Guns may not be carried concealed in an elementary or high school by holders of a Michigan Concealed Pistol License, but there’s no statute banning licensees from the open carry of firearms in those locations. Concealed firearms are also banned from “a dormitory or classroom of a community college, college, or university.

That was not good enough for the University of Michigan Board of Regents which approved an ordinance in 2001 banning the possession of all firearms, with or without a license, and regardless of whether they were carried openly or concealed, on all of the University’s properties, not just the classrooms and dormitories.

This upset Joshua Wade, a gun rights advocate from Ann Arbor, who filed a lawsuit challenging the ban in 2015. Unfortunately, a lower court dismissed his case, and just this week, a Michigan Court of Appeals upheld that decision.

Wade challenged the ban arguing that his right to carry a firearm protected by the Second Amendment had been infringed and also that the University of Michigan had violated the state’s firearms laws. After all, the state legislature had passed a preemption law barring local units of government from regulating firearms at all.

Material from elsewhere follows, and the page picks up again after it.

Issue #205, opened 2016-10-10
Increment/Decrement tag not existing


davidpelayo:
As specified on the oficial Shopify Liquid documentation, there are two tags to iterate over variables' values, which aren't existing in dotliquid, which are:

How could the University go off on its own here?

The Appellate Court didn’t like any of it.

The Second Amendment issue was dismissed out of hand by the Court using Scalia’s famous nonbinding dicta about “laws forbidding the carrying of firearms in sensitive places such as schools and government buildings….”

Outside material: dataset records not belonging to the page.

PR #473, opened 2022-01-12
Add slice array support

### LINKED ISSUE #455: Slice does not currently have array support
### Dotliquid version
2.2.541

### Expected behavior
https://shopify.github.io/liquid/filters/slice/
When using slice on an array it returns the array elements specified:
In the case of the documentation: PaulGeorge

### Actual behavior
Error occurs:
Object of type 'System.String[]' cannot be converted to type 'System.String'

{% assign beatles = "John, Paul, George, Ringo" | split: ", " %}
{{ beatles | slice: 1, 2 }}

robin-parker:
- Add handling of string arrays to Slice filter, fixes #455
- Compatibility change: V22a introduced to fix DotLiquid vs. Liquid inconsitencies.


src/DotLiquid/StandardFilters.cs
```diff
@@ -65,13 +65,34 @@ public static int Size(object input)
...
 
+        /// <summary>
+        /// Returns a substring of one character or series of array items beginning at the index specified by the first argument.
+        /// </summary>
+        /// <param name="input">The input to be sliced</param>
+        /// <param name="start">zero-based start position of string or array, negative values count back from the end of the string/array.</param>
+        /// <param name="len">An optional second argument specifies the length of the substring or number of array items to be returned</param>
+        public static object Slice(object input, int start, int len = 1)
+        {
+            if (input is IEnumerable<string> enumerableInput)
```
microalps, line 76: not clear why this needs to be limited to ienumerable of type string. All ienumerable, except for strings (which are ienumerable<char>)  should be supported if the spec doesn't say otherwise.

src/DotLiquid.Tests/StandardFilterTests.cs
```diff
@@ -195,6 +195,24 @@ public void TestSlice()
             Assert.AreEqual("efg", StandardFilters.Slice("abcdefg", 4, 30));
             Assert.AreEqual("a", StandardFilters.Slice("abc", -4, 2));
             Assert.AreEqual("", StandardFilters.Slice("abcdefg", -10, 1));
+
+            // Test for arrays
+            var testArray = new string[] { "a", "b", "c", "d" };
```
microalps, line 200: this should probably be moved to another method. don't forget to create a test method for other types of arrays

microalps (changes requested):

src/DotLiquid/StandardFilters.cs
microalps: the ruby code says: 
if input.is_a?(Array)
I'm not a Ruby programmer, but I'm sure this can be tested further to validate. From what I see, any array is supported.

robin-parker: I'm not a ruby programmer either, so thanks for checking.

src/DotLiquid.Tests/StandardFilterTests.cs
```diff
@@ -195,6 +195,24 @@ public void TestSlice()
             Assert.AreEqual("efg", StandardFilters.Slice("abcdefg", 4, 30));
             Assert.AreEqual("a", StandardFilters.Slice("abc", -4, 2));
             Assert.AreEqual("", StandardFilters.Slice("abcdefg", -10, 1));
+
+            // Test for arrays
+            var testArray = new string[] { "a", "b", "c", "d" };
+            Assert.AreEqual("a", StandardFilters.Slice(testArray, 0));
+            Assert.AreEqual("bc", StandardFilters.Slice(testArray, 1, 2));
+            Assert.AreEqual("c", StandardFilters.Slice(testArray, -2, 1));
+            Assert.AreEqual("d", StandardFilters.Slice(testArray, -1, 1));
```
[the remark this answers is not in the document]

Ah, said the Court, since intermediate scrutiny applies, and since clearly the courtyard at the Michigan Law Quadrangle is a “sensitive place”, the Second Amendment isn’t infringed if we ban guns from this location.

Preemption didn’t apply either, the Court reasoned. As it turns out, the University of Michigan Board of Regents was created directly by Article VIII sec. 5 of Michigan’s 1963 Constitution, and, in the words of the court, is therefore

the highest form of juristic person known to the law, a constitutional corporation of independent authority, which, within the scope of its functions, is co-ordinate with and equal to that of the legislature.

What the–?

They hard-coded the University’s Board of Regents into the state constitution? The board is equal to the legislature? Really?

Well, maybe not. Judge David Sawyer dissented, saying that the firearms preemption law should apply to the University, citing copious precedent along the way:

[T]he decisions of our courts on this topic do not support a proposition that defendant has free reign to determine which enactments of the Legislature it chooses to follow and which it chooses to ignore. Nor does it grant the University the authority to enact criminal laws.

According to the Detroit Free Press, an appeal to the Michigan Supreme Court is likely. “We strongly agree with the dissent,” said Wade’s attorney Steven Dulan. But first, “I need to have a long talk with Mr. Wade,” he said.

Rick Ector, a firearms trainer and gun rights advocate from Detroit, also seemed optimistic.

“I was disappointed but not disheartened. I expect this fight to go the entire distance. It will make the eventual victory better to savor.”

 

(An earlier version of this article incorrectly stated a point about Michigan law. Thanks to user Uncommon_Sense for pointing out the error.)